5: Music Transcription in the Studio

Music Transcription in the Studio

Sebastian Ewert, Queen Mary University of London

Given a musical audio recording, the goal of music transcription is to determine a score-like representation of the piece underlying the recording. The resulting precise description of which notes are being played is a fundamental component in a semantic analysis of music as high-level music concepts including harmony and rhythm are defined on top of pitch and event information.

By making high-level information such as harmony and rhythm available, transcription has become a cornerstone in intelligent music retrieval and processing systems. However, despite significant interest, music transcription is still an unsolved problem even after several decades of research. One of the main difficulties originates from instruments such as the piano where dozens of notes can sound at the same time, which makes the analysis of such recordings a highly challenging task.

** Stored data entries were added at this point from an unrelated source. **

PR #1339, opened 2026-08-05
[ASR Refactor][F3] Whisper: map prompt to prev-context tokens

jiannan-17:
## Summary

Implements the [F3 task](https://github.com/sgl-project/sglang-omni/issues/1267#issuecomment-5185876009).

- Use the transcription `prompt` as Whisper previous context.
- Keep prompt, prefix, and generation within the decoder position limit.
- Return HTTP 400 for prompts containing disallowed special tokens.

## Flow

```mermaid
flowchart LR
    A["Transcription request<br/>with prompt"] --> B["Validate and tokenize prompt"]
    B --> C["Keep the latest prompt tokens<br/>and add start-of-prev"]
    C --> D["Allocate the decoder budget"]
    D --> E["Previous context + task prefix<br/>+ generated tokens"]
    E --> F["Whisper decoding"]
    B -->|"Disallowed special token"| G["HTTP 400"]
```

### Supported cases

All decoder inputs and outputs share the same position budget:

`previous context + task prefix + generated tokens <= 448`

These examples use `whisper-large-v3` with a 4-token task prefix. Previous context includes one start-of-prev marker.

| Request | Behavior |
|---|---|
| Prompt omitted or blank | Keep the existing prefix-only behavior |
| Prompt with `max_new_tokens=256` | Keep up to the last 187 prompt tokens; `188 prev + 4 prefix + 256 output = 448` |
| Prompt with `max_new_tokens=300` | Keep up to the last 143 prompt tokens; `144 prev + 4 prefix + 300 output = 448` |
| No prompt with `max_new_tokens=600` | Clamp generation to 444 tokens; `4 prefix + 444 output = 448` |
| Prompt containing a Whisper special token | Reject the request with HTTP 400 before decoding |

The decoder budget uses `max_target_positions` as the limit. Mandatory prefix and generation tokens take priority; previous context uses the remaining space. A final guard rejects an invalid budget before GPU execution.

### Unit and configuration checks

- Whisper unit tests: **11 passed**.
- Exhaustive budget sweep: `max_new_tokens=1..600` x `prompt_length=0..300`, covering **180,600 combinations**. Every case satisfies `len(prompt_token_ids) + max_new_tokens <= 448`, or drops the prompt when no previous-context budget remains.
- Guard regression test: an intentionally oversized previous context raises `Whisper decoder budget exceeded` before GPU execution.
- Real `whisper-large-v3` config: `max_target_positions == generation_config.max_length == 448`.
[...]

PR #1654, opened 2026-08-21
[ASR Feature][Whisper] Chain previous decoded context across transcription chunks

AkazaAkane:
## Motivation

PR #1339 maps each transcription request prompt into Whisper previous-context tokens. Long-audio chunking applies that caller prompt to every independently decoded chunk. This PR adds an explicit opt-in path for evaluating preceding-chunk conditioning and bounded repetition recovery without changing the default concurrent behavior.

## Modifications

- Add adapter-level chunk orchestration hooks with concurrent decoding as the default.
- Register a Whisper adapter with opt-in ordered decoding; `condition_on_previous_text` defaults to `false`, while the enabled path uses the caller prompt for the first decoded chunk and the preceding decoded result thereafter.
- Keep prompt tokenization and decoder-budget truncation in the existing Whisper request builder.
- Add an adapter-owned retry policy for sustained repetition on the enabled path.
- When conditioning is enabled, retry a degenerate Whisper chunk at most once with `prompt=None`; discard the first result and use the retry output as the next chunk's context.
- Detect periodic runs anywhere in normalized character-like units so repetitions followed by valid-looking continuation are recovered and Chinese, Japanese, Thai, and other languages do not depend on whitespace boundaries.
- Add focused coverage for prompt chaining, retry recovery and bounds, retry cancellation, detector positives/negatives, and retained non-Whisper concurrency.
- Document Whisper's ordered long-audio behavior, retry policy, detector scope, and concurrency tradeoff.

## Related Issues

Follow-up to #1339.

### Explicit opt-in Whisper unit semantics: PASS
Three chunks received previous-context prompts in the expected order:
chunk 0: caller prompt
chunk 1: decoded text from chunk 0 (part0)
chunk 2: decoded text from chunk 1 (part1)
max_active == 1, confirming chunks within one Whisper request are decoded sequentially.

### Non-Whisper regression: PASS
Three chunks ran concurrently under the default adapter path.
max_active == 3, confirming this change does not serialize models whose chunks are independent.

### Explicit opt-in real Whisper E2E: PASS

Model: openai/whisper-base
Endpoint: /v1/audio/transcriptions
Input duration: 36.96 s
Result: HTTP 200
End-to-end latency: 19.54 s
Long audio was split into two segments:
chunk 0: 0–28.95 s
chunk 1: 28.95–36.96 s
Caller prompt for chunk 0: CALLER-CONTEXT-1654
Chunk 0 decoded text: How many cars are there in the picture?
Chunk 1 prompt: exactly the decoded text from chunk 0

This verifies the enabled path implements:

caller prompt → chunk 0 decoded text → chunk 1 prev-context

### Explicit opt-in ordered-decoding cancellation: PASS
Only chunk 0 was submitted before cancellation.
Cancelling the ordered Whisper path aborted the in-flight chunk 0 engine request.
No later chunk was started.

### Recovery evaluation

- Six bad-context chunks were detected and retried.
- TED-LIUM remained byte-identical with zero unnecessary retries.
- Retries stayed bounded.
- Three of four pathological files were repaired.
- For the remaining `long_300_08` case, a context-free retry of the missed chunk produced 6.08% WER with zero loops; its repeated span was followed by valid-looking continuation, motivating detection anywhere in the decoded text.

### Degenerate-chunk recovery coverage: ADDED
Focused cases cover normal no-retry chaining, one context-free retry, discarding the first result, retry output feeding the next chunk, a bounded second degenerate result, caller-prompt failure on chunk 0, cancellation during retry, retained non-Whisper concurrency, multilingual detector positives, repetition before valid continuation, and conservative negatives for two copies, short repetition, and similar-but-non-identical clauses.

These new retry cases were added but not run locally under the repository's pre-commit-only instruction; CI should revalidate them.

The current implementation intentionally uses one bounded retry with no previous context; it does not implement a 64-token-then-none ladder. In the offline policy comparison, the best measured policy was the experimental 64 → 0 ladder at 10.26% mean per-file WER and zero loops. The evaluated no-context policy measured 15.03% and zero loops, while the detector-gated implementation repaired three of four pathological files; a context-free retry of the missed long_300_08 chunk produced 6.08% WER and zero loops. The detector was then broadened to catch repetitions followed by valid-looking continuation, but the current head has not been rerun on that five-file set.

The PR keeps the narrower one-retry state machine so recovery is bounded to one additional engine request. Retry output becomes full context for the following chunk; there is no retry loop.

## Latest c16/c32 Evaluation

Eight distinct transcript-aligned TED-LIUM clips were assembled from 55 consecutive utterances:

- 61–71 seconds per clip
- 522.6 seconds / 8.7 minutes of unique audio
- Three Whisper chunks per request
- c16: each clip repeated twice
- c32: each clip repeated four times
- Separate non-overlapping warmup clip

The PR evaluation used revision `9ccd3b3` with `condition_on_previous_text` enabled. Revision `9ef8391` changes the default to `false` without changing that opt-in path.

| Concurrency | Revision | Mean latency | P95 | Wall time | req/s | Normalized WER |
|---:|:---|---:|---:|---:|---:|---:|
| 16 | main `5b2d885` | 1.925 s | 1.999 s | 2.003 s | 7.988 | 2.66% |
| 16 | PR `9ccd3b3` | 2.370 s | 2.667 s | 2.672 s | 5.987 | 2.90% |
| 32 | main `5b2d885` | 2.795 s | 3.018 s | 3.078 s | 10.396 | 2.66% |
| 32 | PR `9ccd3b3` | 3.237 s | 3.682 s | 3.688 s | 8.676 | 2.90% |

Enabling previous-text conditioning showed no accuracy or throughput advantage in this evaluation: normalized WER was 0.24 percentage points higher, throughput was lower at both concurrency levels, and latency was higher. The feature therefore defaults to `false`; disabled chunks remain independent and retain per-request concurrency.

This opt-in is not identical to [OpenAI Whisper](https://github.com/openai/whisper/blob/main/whisper/transcribe.py): OpenAI Whisper defaults `condition_on_previous_text=True`, carries decoded token history across internal windows, and can reset that history during fallback. This PR passes only the immediately preceding server chunk decoded text. Matching OpenAI Whisper token-level behavior or reconsidering the default should be evaluated in a separate PR.

## Checklist

- [x] Add unit tests.

## CI

Focused pre-commit passed across all current-head changed files. Per repository instruction, unit tests, GPU tests, and benchmarks were not run by the coding agent; the latest c16/c32 evaluation above was supplied separately.


sglang_omni/serve/transcription_adapters/whisper.py
```diff
@@ -0,0 +1,57 @@
...
+import unicodedata
+
+from sglang_omni.serve.transcription_adapters.base import (
+    DefaultTranscriptionAdapter,
+    register_transcription_adapter,
+)
+
+_MIN_REPEAT_PERIOD_UNITS = 8
+_MAX_REPEAT_PERIOD_UNITS = 128
+_REPEAT_COPIES = 3
```
SandyLuXY, line 15: I'm wondering how the rules for repeat copies were derived. My concern is that three copies of any 8+ unit word are classified as degenerate, so a faithful transcript is discarded and re-decoded.

sglang_omni/serve/transcription_adapters/whisper.py
```diff
@@ -0,0 +1,57 @@
...
+    normalized = unicodedata.normalize("NFKC", text).casefold()
+    units = tuple(
+        char
+        for char in normalized
+        if char.isalnum() or unicodedata.category(char).startswith("M")
+    )
+    max_period = min(_MAX_REPEAT_PERIOD_UNITS, len(units) // _REPEAT_COPIES)
+    for period in range(_MIN_REPEAT_PERIOD_UNITS, max_period + 1):
+        span = _REPEAT_COPIES * period
+        for start in range(len(units) - span + 1):
```
SandyLuXY, line 47: This slice-heavy scan runs synchronously on the FastAPI event loop after every Whisper chunk. Consider using an allocation-light detector or move this work off the event loop, then re-benchmark the current head because the submitted c16/c32 runs

sglang_omni/serve/transcriptions.py
```diff
@@ -368,9 +380,38 @@ async def run_chunk(span: ChunkSpan) -> str:
...
+                chunk_prompt = adapter.chunk_prompt(
+                    caller_prompt=prompt,
+                    previous_text=previous_text,
+                    is_first_decoded_chunk=is_first_decoded_chunk,
+                )
+                text = await run_chunk(span, chunk_prompt=chunk_prompt)
+                if adapter.should_retry_chunk_without_context(text):
+                    text = await run_chunk(
+                        span,
+                        chunk_prompt=None,
```
SandyLuXY, line 408: This goes directly from full context to `None`, but the PR's best reported recovery result is for a last-64-then-none ladder. Could you confirm what's the actual best recovery result?

tests/README.md
```diff
@@ -123,7 +123,8 @@ tests/
     │   ├── test_engine_io.py
     │   ├── test_model_runner.py
     │   ├── test_reference_encode.py
-    │   └── test_request_builders.py
+    │   ├── test_request_builders.py
+    │   └── test_transcription_adapter.py
```
SandyLuXY: This entry is under `unit_test/ming_tts/`, but the new file is `unit_test/whisper_asr/test_transcription_adapter.py`. Please update

SandyLuXY (changes requested):

sglang_omni/serve/transcription_adapters/whisper.py
AkazaAkane: I derive the strategy based on TED-LIUM talks. But I think your point is solid. Should be another follow-up pr focusing on the strategy to dealing with long audio repetition problem.

sglang_omni/serve/transcriptions.py
AkazaAkane: Corrected the PR description: 64 → None was the best experimental policy, not the implemented policy, and existing benchmarks predate the detector.

tests/README.md
AkazaAkane: fixed

sglang_omni/serve/transcription_adapters/whisper.py
AkazaAkane: rebenchmark, latest result does not show great WER improvment but obvious regression on latency and throughput. Thus, I will set it disable by default.

sglang_omni/serve/transcription_adapters/whisper.py
0xjeffro: how about we investigate how openai/whisper handles this case and just align with them?

0xjeffro (approved):

SandyLuXY (approved):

The FAST project and its focus on the music production process, however, opens up new possibilities for approaching the music transcription problem. In particular, the aim of this demonstrator is to drastically improve the accuracy of transcriptions by exploiting additional sources of information available in controlled recording conditions and integrating this information into novel types of signal models and transcriptions methods. Hereby, we employ, fuse and develop novel approaches to

  • the integration of information into signal models using tailored regularizers
  • highly robust parameter estimation in non-convex problems using methods inspired by simulated annealing
  • the extension of state-of-the-art proximal optimization methods for non-differentiable objective functions using novel sub-problem derivations
  • the identification of certain projections as dynamic programming problems and suitable integrations as proximal operator and regularizer

Ewert, Sebastian and Plumbley, Mark D. and Sandler, Mark, A Dynamic Programming Variant Of Non-Negative Matrix Deconvolution For The Transcription Of Struck String Instruments, in: Proceedings of the {IEEE} International Conference on Acoustics, Speech, and Signal Processing (ICASSP), Brisbane, Australia, 2015.